Transcribe, without any change, the line that includes "### Problem Statement" and all the lines that come after it in the material below.

- Materials provided
_ _ _ _

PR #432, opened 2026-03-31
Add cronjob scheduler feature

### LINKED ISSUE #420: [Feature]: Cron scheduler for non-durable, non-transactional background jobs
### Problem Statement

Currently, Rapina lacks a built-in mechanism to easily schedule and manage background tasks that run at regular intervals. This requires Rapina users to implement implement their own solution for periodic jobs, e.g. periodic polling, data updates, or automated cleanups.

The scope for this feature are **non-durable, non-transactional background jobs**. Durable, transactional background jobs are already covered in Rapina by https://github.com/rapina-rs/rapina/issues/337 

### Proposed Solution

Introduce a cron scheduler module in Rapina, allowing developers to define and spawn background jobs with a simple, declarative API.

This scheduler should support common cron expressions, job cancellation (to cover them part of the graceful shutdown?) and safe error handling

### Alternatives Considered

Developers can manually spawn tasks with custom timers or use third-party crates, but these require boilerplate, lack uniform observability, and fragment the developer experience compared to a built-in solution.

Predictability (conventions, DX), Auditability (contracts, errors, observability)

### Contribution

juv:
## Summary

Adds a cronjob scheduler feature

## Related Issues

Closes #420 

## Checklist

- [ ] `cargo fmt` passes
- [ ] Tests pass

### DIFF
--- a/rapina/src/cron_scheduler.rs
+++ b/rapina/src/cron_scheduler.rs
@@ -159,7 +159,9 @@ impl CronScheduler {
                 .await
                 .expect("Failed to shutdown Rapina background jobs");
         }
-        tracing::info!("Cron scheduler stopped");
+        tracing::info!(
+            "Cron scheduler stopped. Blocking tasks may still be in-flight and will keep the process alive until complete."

_ _ _ _

- Output of the task
### Problem Statement

Currently, Rapina lacks a built-in mechanism to easily schedule and manage background tasks that run at regular intervals. This requires Rapina users to implement implement their own solution for periodic jobs, e.g. periodic polling, data updates, or automated cleanups.

The scope for this feature are **non-durable, non-transactional background jobs**. Durable, transactional background jobs are already covered in Rapina by https://github.com/rapina-rs/rapina/issues/337 

### Proposed Solution

Introduce a cron scheduler module in Rapina, allowing developers to define and spawn background jobs with a simple, declarative API.

This scheduler should support common cron expressions, job cancellation (to cover them part of the graceful shutdown?) and safe error handling

### Alternatives Considered

Developers can manually spawn tasks with custom timers or use third-party crates, but these require boilerplate, lack uniform observability, and fragment the developer experience compared to a built-in solution.

Predictability (conventions, DX), Auditability (contracts, errors, observability)

### Contribution

juv:
## Summary

Adds a cronjob scheduler feature

## Related Issues

Closes #420 

## Checklist

- [ ] `cargo fmt` passes
- [ ] Tests pass

### DIFF
--- a/rapina/src/cron_scheduler.rs
+++ b/rapina/src/cron_scheduler.rs
@@ -159,7 +159,9 @@ impl CronScheduler {
                 .await
                 .expect("Failed to shutdown Rapina background jobs");
         }
-        tracing::info!("Cron scheduler stopped");
+        tracing::info!(
+            "Cron scheduler stopped. Blocking tasks may still be in-flight and will keep the process alive until complete."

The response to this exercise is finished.